7.  Targeted Drilling and Hydraulic Fracturing R&D:  Targeted drilling and hydraulic fracturing R&D results in more efficient drilling and stimulation which lowers well drilling and stimulation costs.

8.  New Practices and Technology for Gas and Water Treatment: New practices and technology for gas and water treatment result in more efficient gas separation and water disposal which lowers water and gas treatment operation and maintenance (O&M) costs.

9.  Advanced Well Completion Technologies such as Cavitation, Horizontal Drilling, and Multi-lateral Wells: R&D in advanced well completion technologies a) defines applicable plays, thereby accelerating the date such technologies are available and b) introduces an improved version of the particular technology, which increases EUR per well.

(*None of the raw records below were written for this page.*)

PR #3341, opened 2025-03-25
26611 fix ar min/max date calculation

vysakh-menon-aot:
*Issue #:* /bcgov/entity#26611

*Description of changes:*

By submitting this pull request, I confirm that you can use, modify, copy, and redistribute this contribution, under the terms of the lear license (Apache 2.0).

PR #4387, opened 2026-05-13
33247 legal api dep upgrade

kialj876:

*Description of changes:*
- upgrade legal-api to 3.13 and all major deps
- replace model with common model
- see below comments for specific notes on things


legal-api/tests/unit/models/__init__.py
kialj876, line 1: NOTE: I am planning to remove all the model tests before merging as they should be secured in the common model tests. 
I didn't want to do this before verifying that they were all passing here with minimal changes in case there were unknown differences etc

legal-api/tests/unit/models/test_configuration.py
kialj876, line 1: NOTE: updates in here follow what was accepted in the common model - I think this is okay, but let me know if you disagree

legal-api/tests/unit/models/test_naics_structure.py
kialj876, line 1: NOTE: these updates and other naics related test changes were already applied and approved in the common model as well and are just due to the test data populated being a little different in the migrations of the common model

legal-api/src/legal_api/logging.conf
kialj876, line 1: NOTE: logging is setup via our structured logging dependency - we removed this in our newer projects as well - I didn't dive too deep into whether or not to keep the older logging stuff around so let me know if you think I should bring it back

legal-api/src/legal_api/version.py
kialj876, line 1: NOTE: we use the version in the toml file instead now (same as newer projects)

legal-api/tests/conftest.py
kialj876, line 1: NOTE: similar changes made here that I made in the common model recently (full rollback of all transactions between each test) with one separate change needed for app_request

legal-api/tests/unit/services/utils.py
```diff
@@ -59,10 +60,32 @@ def helper_create_jwt(jwt_manager: JwtManager, roles: List[str] = [], username:
...
+    headers = {
+        'content-type': 'application/json',
+        'Authorization': 'Bearer ' + token,
+        **kwargs,
+    }
     return headers
 
 
+@contextmanager
+def jwt_request_context(app,
```
kialj876, line 72: NOTE: there was a breaking change in the upgraded version of our flask-jwt-oidc package where we need to pass in custom request context data to some of the functions we use regularly in this API so this ensures that specific request context data is available for tests that skip over the client

kialj876:
~Not sure why the CI isn't running the lint or unit tests here. It's supposed to run against 'feature*' branches~ *edit - running now*.
Below are my local runs:

Screenshot 2026-05-13 at 11 20 37 AM

Screenshot 2026-05-13 at 11 23 52 AM


I've also tested the major functionality locally: 
- getting business/address/party/filing/tasks data
- posting filings+drafts
- removing drafts
- getting filing document lists
- getting filing pdfs
- getting permissions
- will expand on this

vysakh-menon-aot (approved):

meawong (approved):

loneil (approved):
Can't see any obvious blockers or fundamental issues. I've never had a chance to need to dig into migrations but assume that part of it is handled from the note here.
Probably comes down to regression testing then.

legal-api/migrations/env.py
argush3, line 1: The migration env was explicitly setting a db role.  I think we're moving away from this but not sure if it will still be required for now.

```
owner_role = os.getenv("DATABASE_OWNER_ROLE")
...
connection.execute(sa.text(f'SET ROLE "{safe_role}"'))
```

legal-api/src/legal_api/models/filing.py
```diff
@@ -1,1532 +0,0 @@
...
-    def get_previous_completed_filing(filing):
-        """Return the previous completed filing."""
-        query = db.session.query(Filing). \
-            filter(Filing.business_id == filing.business_id). \
-            filter(Filing._status.in_([Filing.Status.COMPLETED.value, Filing.Status.TOMBSTONE.value]))
-
-        if filing.transaction_id:  # transaction_id will be None for the pending filings (intermediate state)
-            query = query.filter(Filing.transaction_id < filing.transaction_id)
-
-        return query.order_by(Filing.transaction_id.desc()).first()
```
argush3, line 1383: there is some [drift](https://github.com/bcgov/lear/blame/main/python/common/business-registry-model/src/business_model/models/filing.py#L1392-L1401) here that needs to be applied to the common model

legal-api/src/legal_api/models/business.py
```diff
@@ -1,996 +0,0 @@
...
-            year_2020: Final = 2020
-            if next_ar_year == year_2020:
-                # For year 2020, set the max date as October 31th next year (COVID extension).
-                ar_max_date = datetime(next_ar_year + 1, 10, 31).date()
-            else:
-                # If this is a CO-OP, set the max date as April 30th next year.
-                ar_max_date = datetime(next_ar_year + 1, 4, 30).date()
-        elif self.legal_type in self.CORPS:
-            # For BCOMP min date is next anniversary date.
-            _founding_date = LegislationDatetime.as_legislation_timezone(self.founding_date)
```
argush3, line 459: not sure if we need this line in common model.

@vysakh-menon-aot you had added this line via this [PR](https://github.com/bcgov/lear/pull/3341).  do we need to add this to common business model?

vysakh-menon-aot: yes it is required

10.  Other Unconventional Gas Technologies, such as Enhanced Coalbed Methane and Enhanced Gas Shales Recovery: Other unconventional gas technologies introduce dramatically new recovery methods that a) increase EUR per well and b) become available at dates accelerated by increased R&D with c) increased operation and maintenance (O&M) costs (in the case of Coalbed Methane) for the incremental gas produced.

11.  Mitigation of Environmental Constraints: Environmental mitigation removes development constraints in environmentally sensitive basins, resulting in an increase in basin areas available for development.